Time, I think, for a tour of the old town. Thank the Lord for city walls. A marvellous invention. Just a few yards inside them, all is peace.
Moustafa was right: once you’re inside the city walls, there is certainly a lot of blue in Chefchaouen. Every doorway, lintel, railing, even the plant-pots sitting outside the front doors on the narrow pavements of the medina – all of them have been painted in many variations on a strong, vibrant, Madonna blue. Nothing I ever saw in Portugal could compete with this. There is no sign of a blue-paint Hand of Fatima here, though, and little need for such a thing, since half the doorknockers in the town are little brass Hands, palm out and fingers raised – the correct alignment for warding off the Evil Eye.
The inhabitants of Chefchaouen don’t stop their blue paint mission at woodwork, metalwork and ceramics, either. They even add a dash of their favourite colour to the lime wash they do their exterior walls with. Every street, wall, house, strikes a slightly different blue-note from its neighbours; the alleyways glow with a surreal, cool light. These are obviously the homes of people whose morale is high. Everything amazingly clean, neat and in good repair. A very prosperous-looking town, whose prosperity, we gather, is based mainly on the marijuana plant.

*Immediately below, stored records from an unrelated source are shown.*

PR #17740, opened 2024-03-19
[WFLY-19150] Clean up server.jvm.args handling

bstansberry:
- Fix places that were not passing through the 'server.jvm.args' maven property value to surefire 

- Remove some (but not all) redundant -Dmaven.repo.local=${settings.localRepository} setting, as it's in server.jvm.args via surefire.system.args 

- Remove crufty -Dorg.wildfly.unsupported.skip.jakarta.transformer=true settings 

- Remove overridden setting of the surefire 'server.jvm.args' system property that just does the same as the global config setting in testsuite/integration/pom.xml

https://issues.redhat.com/browse/WFLY-19150

### DIFF
--- a/testsuite/domain/pom.xml
+++ b/testsuite/domain/pom.xml
@@ -341,8 +341,6 @@
                                     <argLine>-Djava.util.logging.manager=org.jboss.logmanager.LogManager ${jvm.args.ip.client} ${jvm.args.timeouts} ${surefire.system.args}</argLine>
                                     
                                     <systemPropertyVariables>
-                                        <server.jvm.args>-Dmaven.repo.local=${settings.localRepository}</server.jvm.args>
-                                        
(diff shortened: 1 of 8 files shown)


testsuite/domain/pom.xml
```diff
@@ -341,8 +341,6 @@
                                     <argLine>-Djava.util.logging.manager=org.jboss.logmanager.LogManager ${jvm.args.ip.client} ${jvm.args.timeouts} ${surefire.system.args}</argLine>
                                     
                                     <systemPropertyVariables>
-                                        <server.jvm.args>-Dmaven.repo.local=${settings.localRepository}</server.jvm.args>
```
bstansberry, line 344: Note that a few lines below what the GH diff UI shows is another line that configures this same property. So this one is cruft.

luck3y (approved):

bstansberry:
Thanks @luck3y

PR #17742, opened 2024-03-20
WFLY-14559: Added six RESTEasy parameters to jaxrs

ronsigal:
https://issues.redhat.com/browse/WFLY-14559


jaxrs/src/main/java/org/jboss/as/jaxrs/JaxrsConstants.java
```diff
@@ -24,10 +24,16 @@ public class JaxrsConstants {
     public static final String RESTEASY_GZIP_MAX_INPUT = "resteasy-gzip-max-input";
     public static final String RESTEASY_JNDI_RESOURCES = "resteasy-jndi-resources";
     public static final String RESTEASY_LANGUAGE_MAPPINGS = "resteasy-language-mappings";
+    public static final String RESTEASY_MATCH_CACHE_ENABLED = "resteasy-match-cache-enabled";
```
jamezp, line 27: Do we want to use the `resteasy-` prefix on these? I don't have a strong opinion, but leaving it off is less typing for administrators. I left it off for the tracing attributes.

jaxrs/src/test/java/org/jboss/as/jaxrs/JaxrsSubsystem40TestCase.java
```diff
@@ -0,0 +1,78 @@
...
+    }
+
+    @Test
+    public void testRejectingTransformersEAP74() throws Exception {
+        FailedOperationTransformationConfig transformationConfig = new FailedOperationTransformationConfig();
+
+        transformationConfig.addFailedAttribute(PathAddress.pathAddress(JaxrsExtension.SUBSYSTEM_PATH),
+                new FailedOperationTransformationConfig.NewAttributesConfig(JaxrsAttribute.TRACING_TYPE, JaxrsAttribute.TRACING_THRESHOLD));
+
+        testRejectingTransformers(transformationConfig, ModelTestControllerVersion.EAP_7_4_0);
```
jamezp, line 60: We probably need a `EAP_8_0_0` test here too.

jaxrs/src/test/java/org/jboss/as/jaxrs/JaxrsSubsystem40TestCase.java
```diff
@@ -0,0 +1,78 @@
...
+    public void testExpressions() throws Exception {
+        standardSubsystemTest("jaxrs-expressions.xml");
+    }
+
+    @Test
+    public void testRejectingTransformersEAP74() throws Exception {
+        FailedOperationTransformationConfig transformationConfig = new FailedOperationTransformationConfig();
+
+        transformationConfig.addFailedAttribute(PathAddress.pathAddress(JaxrsExtension.SUBSYSTEM_PATH),
+                new FailedOperationTransformationConfig.NewAttributesConfig(JaxrsAttribute.TRACING_TYPE, JaxrsAttribute.TRACING_THRESHOLD));
```
jamezp, line 58: We need to add the new attributes here for both EAP7 and EAP8 testing.

Also note those two attributes shouldn't fail with EAP8 or WildFly 27+ testing.

jamezp (changes requested):
We need transformers for the attributes. They can all be discarded if the default value is set, but they need to be rejected if a different value is set. See the `org.jboss.jaxrs.ResteasyExtensionTransformerRegistration`.

As you said too the `ResteasyAttributeTestCase` is failing as well :)

jaxrs/src/main/java/org/jboss/as/jaxrs/JaxrsConstants.java
ronsigal: I can't remember where, but somewhere there's a transformation from, e.g., "resteasy-language-mappings" to "resteasy.language.mappings". Wouldn't omitting "resteasy" screw that up?

jaxrs/src/test/java/org/jboss/as/jaxrs/JaxrsSubsystem40TestCase.java
ronsigal: I've got an updated transformation test JaxrsSubsystem30TestCase and a new JaxrsSubsystem40TestCase running, but when I add an EAP_8_0_0 test to JaxrsSubsystem40TestCase, 
```
ModelVersion subsystemModelVersion = controllerVersion.getSubsystemModelVersion(JaxrsExtension.SUBSYSTEM_NAME);

```
fails with a NullPointerException. I have no idea ...

ronsigal: As soon as the current round of tests finish, I'll upload what I've got so far.

jaxrs/src/main/java/org/jboss/as/jaxrs/JaxrsConstants.java
jamezp: That's easily fixable though :) This is how I did it for the tracing attributes. I just simply added them as context parameters https://github.com/wildfly/wildfly/blob/1f68b0ad54b7899650a782a8efdde0cec196865c/jaxrs/src/main/java/org/jboss/as/jaxrs/JaxrsSubsystemAdd.java#L138-L143.

jaxrs/src/test/java/org/jboss/as/jaxrs/JaxrsSubsystem40TestCase.java
jamezp: We'll just have to leave that off. It doesn't look like it's working, so nothing you can do there.

jaxrs/src/main/java/org/jboss/as/jaxrs/ResteasyExtensionTransformerRegistration.java
```diff
@@ -32,14 +33,49 @@ public String getSubsystemName() {
...
+                        JaxrsAttribute.RESTEASY_PROXY_IMPLEMENT_ALL_INTERFACES)
+                .addRejectCheck(RejectAttributeChecker.DEFINED,
+                        JaxrsAttribute.TRACING_TYPE, JaxrsAttribute.TRACING_THRESHOLD,
+                        JaxrsAttribute.RESTEASY_MATCH_CACHE_ENABLED,
+                        JaxrsAttribute.RESTEASY_MATCH_CACHE_SIZE,
+                        JaxrsAttribute.RESTEASY_PATCH_FILTER_DISABLED,
+                        JaxrsAttribute.RESTEASY_PATCH_FILTER_LEGACY,
+                        JaxrsAttribute.RESTEASY_ORIGINAL_WEBAPPLICATIONEXCEPTION_BEHAVIOR,
+                        JaxrsAttribute.RESTEASY_PROXY_IMPLEMENT_ALL_INTERFACES);
+    }
```
jamezp, line 60: This method should have have changed. Only the new method should be added.

jamezp (changes requested):

jaxrs/src/main/java/org/jboss/as/jaxrs/JaxrsConstants.java
ronsigal: Oh, I see. Well, I have mixed feelings. Once could argue that the tracing parameters are a class unto themselves, but the six new parameters are more like the existing ones, which introduces two different conventions.

jaxrs/src/test/java/org/jboss/as/jaxrs/JaxrsSubsystem40TestCase.java
ronsigal: So there's nothing to do here?

jaxrs/src/test/java/org/jboss/as/jaxrs/JaxrsSubsystem40TestCase.java
ronsigal: And nothing to do here?

jaxrs/src/main/java/org/jboss/as/jaxrs/ResteasyExtensionTransformerRegistration.java
ronsigal: Ok

jaxrs/src/main/java/org/jboss/as/jaxrs/JaxrsConstants.java
jamezp: Yeah. It's more opinion UX than real UX probably :)

jaxrs/src/test/java/org/jboss/as/jaxrs/JaxrsSubsystem40TestCase.java
```diff
@@ -0,0 +1,119 @@
...
+                        JaxrsAttribute.RESTEASY_PATCH_FILTER_LEGACY,
+                        JaxrsAttribute.RESTEASY_ORIGINAL_WEBAPPLICATIONEXCEPTION_BEHAVIOR,
+                        JaxrsAttribute.RESTEASY_PROXY_IMPLEMENT_ALL_INTERFACES
+                        ));
+
+        testRejectingTransformers74(transformationConfig, ModelTestControllerVersion.EAP_7_4_0);
+    }
+
+//    @Test
+    public void testRejectingTransformersEAP80() throws Exception {
```
jamezp, line 72: Minor change here, but not critical. We should probably leave the `@Test`, but add `@Ignore` with a reason as to why. We can reference https://issues.redhat.com/browse/WFCORE-6700.

ronsigal: Oh, OK, good.

jaxrs/src/main/java/org/jboss/as/jaxrs/JaxrsConstants.java
ronsigal: What if we add a shortened version of **every** parameter, all at one time, in a new feature request. Then the old names work and each has a shortened version as well.

jaxrs/src/test/java/org/jboss/as/jaxrs/JaxrsSubsystem40TestCase.java
ronsigal: Done

ronsigal:
Failure on Galleon Linux - JDK 11: org.jboss.as.test.integration.messaging.jms.context.notclosinginjectedcontext.NotClosingInjectedContextTestCase

Not relevant

ronsigal:
Linux - JDK 11: several Elytron tests failed. Also not relevant

jaxrs/src/main/java/org/jboss/as/jaxrs/JaxrsConstants.java
jamezp: We can just keep the `resteasy` prefix. There isn't really a way to allow for two different attribute names that I'm aware of.

jamezp (approved):
Overall I think this is okay. Looking at the help descriptions, I don't find them all that helpful. However, they are all like this so we could improve this in a follow up pull request. I've https://issues.redhat.com/browse/WFLY-19190 as a follow up for this.

darranl:
I am removing the 32.x label on this one, this PR looks to be adding at the "default" stability level and does not have the required approvals to go in at that level.

This is a candidate that could make it into WildFly under the WildFly feature development process but if we want to wait to get it in at the default stability level we will need to wait until this is prioritised internally and the appropriate process followed.

ronsigal:
>if we want to wait to get it in at the default stability level we will need to wait until this is prioritised internally and the appropriate process followed

@jamezp, what do you think?

bstansberry (changes requested):
The new attributes need to be at community stability level.

ronsigal:
> The new attributes need to be at community stability level.

Looking at "WildFly Feature Development Process" (https://docs.google.com/document/d/15_yKhW74-X9s2zUhs_ZUuZ3h-RlMfH5xWmHHsfYf1AA/edit?pli=1#heading=h.vaxfllj8snno), I think what's missing (other than changing the Stability Level check mark in the analysis document) seems to be:

* Feature team: 3rd party
* Test Verification: code review, presumably with the 3rd party

Am I missing anything? Any suggestions for a 3rd party?

jamezp:
I don't really have a suggestion for a 3rd party, but I would maybe send a message on Zulip in wildfly-developers and ask there.

ronsigal:
> send a message on Zulip

Will do. Thanks.

jamezp:
I'm closing this as a new one will be coming.

PR #17750, opened 2024-03-22
[WFLY-19160] EJB: create multinode wildfly-http-client test with PROV…

tadamski:
…IDER_URL

https://issues.redhat.com/browse/WFLY-19160

____


tadamski (commented):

We walk on uphill through alleys perfumed with frying garlic, coriander, cumin, cinnamon – festive preparations on hand. Above us, two women are silhouetted against the sky, calling out to one another as they hang their washing on high roof terraces. One low doorway stands open; inside it a man is working at a vertical loom. He turns as we pass, and we all wish one another No Harm. The alleys are just wide enough for goods to move freely – for two laden donkeys to pass one another, that is. Which they do rather frequently, causing us to squeeze ourselves into bright blue doorways. Good town planning, this, though, as I know from Italy. The narrower the alley, the more hours of shade it gets in the day, and the more temperate the homes and streets will be. There are lots of steep twists and turns, arches everywhere, and plenty of evidence that this is a town which has grown over the centuries, extra space added on, squeezed in, wherever it could be fitted. Aerial rooms have been suspended just above head-height on beams slung across the streets, filling the space between the houses and forming low shady tunnels, with benches of stone under them so the old folk can rest their bones from the steepness. Off the main drag, a profusion of secretive arches and even narrower alleyways, of nooks and crannies, gates into tiny patios or vegetable plots, sudden dead ends where you find yourself in somebody’s wood store or sheep-pen. So many centuries have they been working on these buildings, replastering and rewhitewashing, that there is not a plumb line to be seen anywhere: the whole thing looks organic, created more by the hand of Nature than of Man. Nature in a very azure mood, that is.